Tesla Motors Inc unveiled Tesla Energy – storage systems or batteries for homes, companies and utilities that will expand its business beyond electric vehicles and tap into a fast-growing area of the energy industry, Reuters reported on Friday.
Chief Executive Elon Musk said the company’s goal was to “fundamentally change the way the world uses energy on an extreme scale.”
In Tesla’s view, such storage systems could become part of a fossil-fuel-free lifestyle in which people can have solar panels on their roof generating electricity to power their home and recharge their electric car batteries.
The smallest battery unveiled on Thursday (US time), known as Powerwall, is housed in a six-inch-wide container that is meant to be hung inside a garage or on the outside wall of a house.
At $3,500 for a 10kWh model, excluding inverter and installation prices, the Powerwall can be used for backup power or to store solar energy.

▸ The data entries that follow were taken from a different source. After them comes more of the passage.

PR #1063, opened 2022-02-08
SIA-R7: Applies to accessible names

### LINKED ISSUE #893: SIA-R7 should apply to `<body>` and accessible names
Following https://github.com/act-rules/act-rules.github.io/pull/1547 and https://github.com/Siteimprove/sanshikan/issues/203

Note that it already tries to ignores effectless attribute but still has problem with whitespace only text nodes: #892

elenamongelli:
`body` elements were already being evaluated by the rule, thus only accessible names have been added in this PR
Resolves #893

### DIFF
--- a/packages/alfa-rules/test/sia-r7/rule.spec.tsx
+++ b/packages/alfa-rules/test/sia-r7/rule.spec.tsx
@@ -102,7 +102,7 @@ test("evaluate() fails a text element with a lang attribute within <body> with a
   ]);
 });
 
-test("evaluate() fails an element with a lang attribute within <body> with an invalid value", async (t) => {
+test("evaluate() fails an element with an invalid lang attribute controlling an accessible name", async (t) => {
   const element = (
     <span lang="invalid">
       <img src="/test-assets/shared/fireworks.jpg" alt="Fireworks over Paris" />


packages/alfa-rules/src/sia-r7/rule.ts
```diff
@@ -46,22 +47,36 @@ export default Rule.Atomic.of<Page, Attribute>({
...
+                  hasAccessibleName(
+                    device,
+                    (accessibleName) => !isWhitespace(accessibleName.value)
+                  )
+                ),
+                node
+              )
+            ) {
+              yield * lang;
+            }
```
zsofitoth, line 78: Could this be rewritten to something like this?
```JavaScript
const isVisibleText = test(
  and(
    isText,
    and(
      or(isVisible(device), not(isIgnored(device))),
      (text: Text) => !isWhitespace(text.data)
    )
  ),
  node
);

const isElementWithAccessibleName = const isElementWithAccessibleName = test(
  and(
    isElement,
    hasAccessibleName(
      device,
      (accessibleName) => !isWhitespace(accessibleName.value)
    )
  ),
  node
); 

if(isVisibleText || isElementWithAccessibleName) {
  yield * lang;
}
```

Jym77: Ah yes, that would be even more readable 👍 
We can go more "predicate" by doing
```javascript
const isVisibleText = and(
    isText,
    and(
      or(isVisible(device), not(isIgnored(device))),
      (text: Text) => !isWhitespace(text.data)
    )
  );

const isElementWithAccessibleName = and(
    isElement,
    hasAccessibleName(
      device,
      (accessibleName) => !isWhitespace(accessibleName.value)
    )
  ) 

if(test(or(isVisibleText, isElementWithAccessibleName), node)) {
  yield* lang;
}
```

elenamongelli: good spot!  I have changed that

zsofitoth (approved):
LGTM 🚀

packages/alfa-rules/test/sia-r7/rule.spec.tsx
```diff
@@ -102,6 +102,38 @@ test("evaluate() fails an element with a lang attribute within <body> with an in
   ]);
 });
 
+test("evaluate() fails an element with a lang attribute within <body> with an invalid value", async (t) => {
```
Jym77, line 105:
```suggestion
test("evaluate() fails an element with an invalid lang attribute cortrolling an accessible name", async (t) => {
```

Jym77 (changes requested):
Nitpicking a test name.

Jym77 (approved):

Tesla’s lead installation partner for the home battery will be SolarCity Corp, the solar installer backed by Musk. The company will also partner with many others, Musk said.
Tesla has several hundred batteries installed with SolarCity systems in California already. The growth of those projects has been helped by a subsidy from California’s public utility regulator.

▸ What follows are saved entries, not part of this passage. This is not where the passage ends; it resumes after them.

PR #1065, opened 2022-02-08
SIA-R84: Doesn't apply to browsing context container

### LINKED ISSUE #979: SIA-R84 shouldn't apply to browsing context containers
Following the definition from ACT rules: https://act-rules.github.io/rules/0ssw9k#scrollable-element

Also investigate cases where the browsing context container is the only content of an element.

- [ ] Follow up on DEV-12500

elenamongelli:
Resolves #979

### DIFF
--- a/packages/alfa-rules/test/sia-r84/rule.spec.tsx
+++ b/packages/alfa-rules/test/sia-r84/rule.spec.tsx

Utilities have also been seeking out energy storage to help manage increasing amounts of renewable energy on the grid.
To address that market, Musk unveiled what he called the “power pack,” a 100 kWh battery block that is meant to help smooth out power from intermittent solar and wind energy production or add energy to the grid quickly when demand levels are high.
Tesla already has several utility-scale batteries deployed on the grid in California, which requires its biggest utilities to source large amounts of energy storage.
Musk said that Tesla expected to have a low but growing gross margin in battery products in the fourth quarter of 2015 and noted that battery products would be “materially profitable” next year.
Tesla will initially manufacture the batteries at its automobile factory in California but will move production to its planned “gigafactory” in Nevada next year.